• [Requirement]: This task is to restate all of the entries exactly.

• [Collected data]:
——————
PR #1546, opened 2024-03-11
Critical security fixes 

lts-rad:
Any device on the network, or anyone with access to the RaspAP web page from upstream of RaspAP, would be able to take over the host running RaspAP and run arbitrary commands.

With the flaws I could also
- bypass the authentication password
- brick the system

This pull requests addresses some issues. Likely there are more post auth but this PR reduces the preauthenticated attack surface.  However, the UI fix to support this is not yet complete and needs to be implemented by raspap. The Ajax JS calls need a rewrite to pass along credentials. Most likely a static html login page is needed, followed by an update to the ajax code to do something like:

```
$.ajaxSetup({
  headers: {
    'Authorization': "Basic " + btoa(USERNAME + ":" + PASSWORD)
  }
});
```

it was also noticed that raspap limits people's ability to use wpa3 by default, this seems like a poor choice. SAE is not a perfect PAKE, but its a lot better than WPA2.

### DIFF
--- a/ajax/adblock/update_blocklist.php
+++ b/ajax/adblock/update_blocklist.php
@@ -2,6 +2,7 @@
 
 require '../../includes/csrf.php';
 require_once '../../includes/config.php';
+require_once '../../includes/authenticate.php';
 
 if (isset($_POST['blocklist_id'])) {
     $blocklist_id = escapeshellcmd($_POST['blocklist_id']);
@@ -50,4 +51,3 @@ if (isset($_POST['blocklist_id'])) {
     $jsonData = ['return'=>2,'output'=>['Error getting data']];
     echo json_encode($jsonData);
 }
-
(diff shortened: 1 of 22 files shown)


billz:
We've had a number of (apparent) troll postings related to this were moderated recently. I haven't had time to look at the blog in question. Please see our security policy in the issue related to his PR, thanks.

lts-rad:
Unfortunately the issues in the blog are not imaginary trolling, and I have emailed exploit details to security@raspap.com. The PR addresses the greater underlying issues that were not fixed correctly from previous security reports.

billz:
That's fine, I'm merely pointing out that we have a security protocol in place not unlike most open source projects.

Spamming links across this project's channels to some random "security" blog is unprofessional.

billz:
Closing this in favor of #1548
——————
• [Result below]:
PR #1546, opened 2024-03-11
Critical security fixes 

lts-rad:
Any device on the network, or anyone with access to the RaspAP web page from upstream of RaspAP, would be able to take over the host running RaspAP and run arbitrary commands.

With the flaws I could also
- bypass the authentication password
- brick the system

This pull requests addresses some issues. Likely there are more post auth but this PR reduces the preauthenticated attack surface.  However, the UI fix to support this is not yet complete and needs to be implemented by raspap. The Ajax JS calls need a rewrite to pass along credentials. Most likely a static html login page is needed, followed by an update to the ajax code to do something like:

```
$.ajaxSetup({
  headers: {
    'Authorization': "Basic " + btoa(USERNAME + ":" + PASSWORD)
  }
});
```

it was also noticed that raspap limits people's ability to use wpa3 by default, this seems like a poor choice. SAE is not a perfect PAKE, but its a lot better than WPA2.

### DIFF
--- a/ajax/adblock/update_blocklist.php
+++ b/ajax/adblock/update_blocklist.php
@@ -2,6 +2,7 @@
 
 require '../../includes/csrf.php';
 require_once '../../includes/config.php';
+require_once '../../includes/authenticate.php';
 
 if (isset($_POST['blocklist_id'])) {
     $blocklist_id = escapeshellcmd($_POST['blocklist_id']);
@@ -50,4 +51,3 @@ if (isset($_POST['blocklist_id'])) {
     $jsonData = ['return'=>2,'output'=>['Error getting data']];
     echo json_encode($jsonData);
 }
-
(diff shortened: 1 of 22 files shown)


billz:
We've had a number of (apparent) troll postings related to this were moderated recently. I haven't had time to look at the blog in question. Please see our security policy in the issue related to his PR, thanks.

lts-rad:
Unfortunately the issues in the blog are not imaginary trolling, and I have emailed exploit details to security@raspap.com. The PR addresses the greater underlying issues that were not fixed correctly from previous security reports.

billz:
That's fine, I'm merely pointing out that we have a security protocol in place not unlike most open source projects.

Spamming links across this project's channels to some random "security" blog is unprofessional.

billz:
Closing this in favor of #1548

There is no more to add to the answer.